● Information:
PR #2142, opened 2026-07-22
Performance optimization for searching memories

endxxxx:
## Description

## Type of change

- [x] Refactor (does not change functionality, e.g. code style improvements, linting)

● Task directions: Reproduce only those lines of the entries above that run from the line with "## Description" to the final line.

● Exercise answer:
## Description

## Type of change

- [x] Refactor (does not change functionality, e.g. code style improvements, linting)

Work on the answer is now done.